Lol. So cute, much clever. And what's that? Sexist ****bag for, "I don't need to present even a _half_-assed counter-argument to confirm my superior knowledge to literally anyone else?"

Admittedly, I may be a little rusty. Conjugation, verb tenses, delusions of grandeur. What can ya do?



ljubo said:


> yes it is


Nope. Rape fantasies are _consensual_, structured role-playing activities, usually between partners with a great deal of fostered trust, whose only basis in "reality" involves the manipulation of power dynamics. It usually has something to do with the thrill of relinquishing control, but with the security of knowing no one is _actually_ taking it from you. Permission is given, permission can be rescinded. *Rape is forcing sexual activity on someone without consent.*

Rape and rape fantasies are the same only in as much as playing video games and committing serial murder is the same thing.

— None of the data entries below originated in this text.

PR #6426, opened 2017-10-23
fishtaco: downgrade to 1.0.5 due to licensing restrictions

mbargull:

The FishTaco package should be removed since its very restrictive license actually forbids distribution, which BioConda does via its Conda channel, right? (Furthermore, the license actually even makes the software *self-destructing* (date: 2020-12-31) ?!?).

See the license file: https://github.com/borenstein-lab/fishtaco/blob/712607f0926fdf8be81495e2e932ddb06be8b6da/LICENSE
Some excerpts:
```
1. [...] The FishTaco software remains at your University and is not published, distributed, or otherwise transferred or made available to other than Academic Users.
```
```
2. You may not distribute FishTaco or any modification to FishTaco to any third party.
```
```
8. This Software License Agreement and all rights granted under it terminate on December 31st, 2020. Upon termination, you agree to remove so as to make unrecoverable the original FishTaco software, all copies and all modifications thereof.
```

To my understand the software should **not** have even be made available by the author themselves on GitHub as well as PyPI (due to `1.` above).
Even though it is available on PyPI (= source for this recipe), the license still prohibits the use on `anaconda.org/bioconda` (to my understanding).

IANAL(!), but IMO the license is pretty clear about that, right?

EDIT: Updated PR to not remove the recipe but revert to version 1.0.5 which is BSD-3-Clause licensed.


mbargull:
The recipe itself really isn't a problem license-wise, yes. But its whole purpose is to create a conda package to redistribute the software via `anaconda.org/bioconda`. And if the software's license forbids that redistribution, the recipe is actually useless and can be removed..

mbargull:
@ar0ch, do you see any reason to keep this recipe? BioConda doesn't redistribute FishTaco via this repository but with its conda channel it of course does so.

ar0ch:
From my reading, yes it should be fine.  As long as you're not directly serving the download, keeping a backup tar isn't in violation of the license. 

I do agree @mbargull that self destructing licenses are wierd and not very nice in spirit. 

All else fails, bioconda can pin 1.0.5 and blacklist updates. 1..0.5 and previous are under BSD-3 clause and are unencumbered as far as redistribution goes

ar0ch:
I don't personal use fishtaco, so I don't really mind if it is removed. I do support users who use it through conda however

mbargull:
Well yes, the backup tarball will not violate the license -- unless the date is 2021-01-01 or later ;D.
Now, BioConda **is** serving the download (using `anaconda.org` as a service provider), so we do violate the license there.

mbargull:
But I didn't know about the BSD license for versions up to 1.0.5! Then certainly it is the right thing to revert to that version instead of removing it altogether.

bgruening:
@mbargull fyi bioconda/core can remove in special cases like this single packages from the channel. Just let me know.

mbargull:
Yes, I know, and, yes, I guess we'll eventually have to do that. Maybe wait until anyone who might want to give input has done so.

druvus:
It is my mistake it got added to Bioconda and I am ok with that we remove it. 

The authors are using the standard WU license so it probably correct that they shouldn't have uploaded it in the first case to pypi/github.

johanneskoester:
Yes, all of the versions with incompatible license should be removed from the channel, and the recipe should be reverted to the last compatible version, including a comment that it may not be updated until the license changes upstream. Also, we should add a note to `extra::notes` saying that this recipe cannot be updated to a more recent version due to license restrictions.

@mbargull very good (and important) catch. You are doing a great job!

mbargull:
> , including a comment that it may not be updated until the license changes upstream. Also, we should add a note to extra::notes saying that this recipe cannot be updated to a more recent version due to license restrictions.

Perfect! That would have been my only question, to put that information into comments or extra/notes. Thanks for reading my mind! ;D

mbargull:
FYI, I opened https://github.com/borenstein-lab/fishtaco/issues/2 to make the authors aware of the licensing issues.

mbargull:
Updated PR to not remove the recipe but revert to version 1.0.5 which is BSD-3-Clause licensed.

mbargull:
Well, here we go... There were some problems:
FishTaco depends on MUSiCC and MUSiCC is incompatible with `scikit-learn >=0.18`. Now, the `musicc` recipe did not have this `scikit-learn <0.18`-constraint and its test did not catch this since it imported the empty module `musicc` and not `musicc.core`. This will now be fixed for the updated package in this PR.
But the builds of the previous version do not have this constraint and can be picked up by conda's solver. IIRC, even if we would issue a new build for `musicc 1.0.1`, the solver would still be able to consider the previous builds, depending on which packages' versions it tries to maximize. Hence we'd maybe need to either remove those builds or do something what the conda-guys call a metada-hotfix (IIRC). (That's a major unsolved issue with conda, currently..)
That aside, builds for Python 3.6 of `scikit-learn <0.18` are not available on conda-forge, thus I skipped those builds for `musicc` and `fishtaco`.
Overall, it's a messy situation. But I guess, without touching the previous builds and without requesting builds of `scikit-learn <0.18` for Python 3.6 from conda-forge, the workarounds in the `fishtaco` recipe are necessary..

mbargull:
Well, that's annoying. My local build & test for `musicc-1.0.2-py35_0` succeeded (which picked up `scikit-learn-0.17.1-np111py35_2`), but now with the CI (which picked up `scikit-learn-0.16.1-np19py35_0` and no `openblas`) for the test we get:
```python
[Oct 24 15:05:03] SERR File "/usr/local/lib/python3.5/site-packages/musicc/core.py", line 21, in <module>

[Oct 24 15:05:03] SERR from sklearn import cross_validation, linear_model # for the LASSO

[Oct 24 15:05:03] SERR File "/usr/local/lib/python3.5/site-packages/sklearn/cross_validation.py", line 32, in <module>

[Oct 24 15:05:03] SERR from .metrics.scorer import check_scoring

[Oct 24 15:05:03] SERR File "/usr/local/lib/python3.5/site-packages/sklearn/metrics/__init__.py", line 31, in <module>

[Oct 24 15:05:03] SERR from . import cluster

[Oct 24 15:05:03] SERR File "/usr/local/lib/python3.5/site-packages/sklearn/metrics/cluster/__init__.py", line 19, in <module>

[Oct 24 15:05:03] SERR from .unsupervised import silhouette_samples

[Oct 24 15:05:03] SERR File "/usr/local/lib/python3.5/site-packages/sklearn/metrics/cluster/unsupervised.py", line 10, in <module>

[Oct 24 15:05:03] SERR from ..pairwise import pairwise_distances

[Oct 24 15:05:03] SERR File "/usr/local/lib/python3.5/site-packages/sklearn/metrics/pairwise.py", line 29, in <module>

[Oct 24 15:05:03] SERR from .pairwise_fast import _chi2_kernel_fast, _sparse_manhattan

[Oct 24 15:05:03] SERR ImportError: libopenblas.so.0: cannot open shared object file: No such file or directory
```
Possibly builds/dependencies of one of those old packages are broken.. Any suggestions?

ar0ch:
Looks like you might need openblas (https://anaconda.org/conda-forge/openblas) as a build dep

mbargull:
The build was fine, so it would not be a build but run dependency. Either way, some other package musicc depends on (`scikit-learn`) would need that dependency.

However, I threw in the towel and just removed all those workarounds from before and just patched the import in `musicc` so that (at least of the test...) it is compatible with `scikit-learn >=0.18`. All in all this might be the least troublesome solution.

mbargull:
FishTaco's test failed since it picked up the older non-patched version of MUSiCC. Does the bioconda channel have a higher priority than the local channel from the build system?

johanneskoester:
@mbargull it shouldn't of course. But the tests pass now. Is the problem resolved and we can merge?

mbargull:
I just updated the patch for `musicc`. Other than that, yes, from my part it's good to go.
`fishtaco=1.1.1` should then be removed from the Conda channel.
@bgruening: That license/distribution restriction also concerns https://depot.galaxyproject.org/software/fishtaco/fishtaco_1.1.1_src_all.tar.gz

Frankly, that so many people can't comprehend this distinction is ****ing alarming.


----------



## ljubo (Jul 26, 2015)

Ai said:


> Lol. So cute, much clever. And what's that? Sexist ****bag for, "I don't need to present even a _half_-assed counter-argument to know everyone but me is wrong?"
> 
> Admittedly, I may be a little rusty. Conjugation, verb tenses, delusions of grandeur. What can ya do?
> 
> ...


whats even more alarming is the fact that many women wants to get raped, which makes me puke. getting raped is an horrible thing.

and you forget one thing my prince, many guys get raped in prison, in the anal.


----------



## Act to fall (Apr 15, 2017)

I partially agree with the title. Not the content of the post, you described sexual assault, not flirting. As for the title, it's true to an extent but simplified. If someone you're attracted to starts flirting with you, that's uncomfortable. Normally you'd drop hints you're not interested and they take the hint and then that's it. Sometimes, they won't take the hint though, and the longer they continue to pester you without taking the hint the more uncomfortable it gets and you will start to push them into the creep category because why won't they just leave you alone when you're so obviously not interested. If you have trouble reading social cues, I can see how this can get you unintentionally labeled a creep.

edit


Ai said:


> Rape and rape fantasies are the same only in as much as playing video games and committing serial murder is the same thing.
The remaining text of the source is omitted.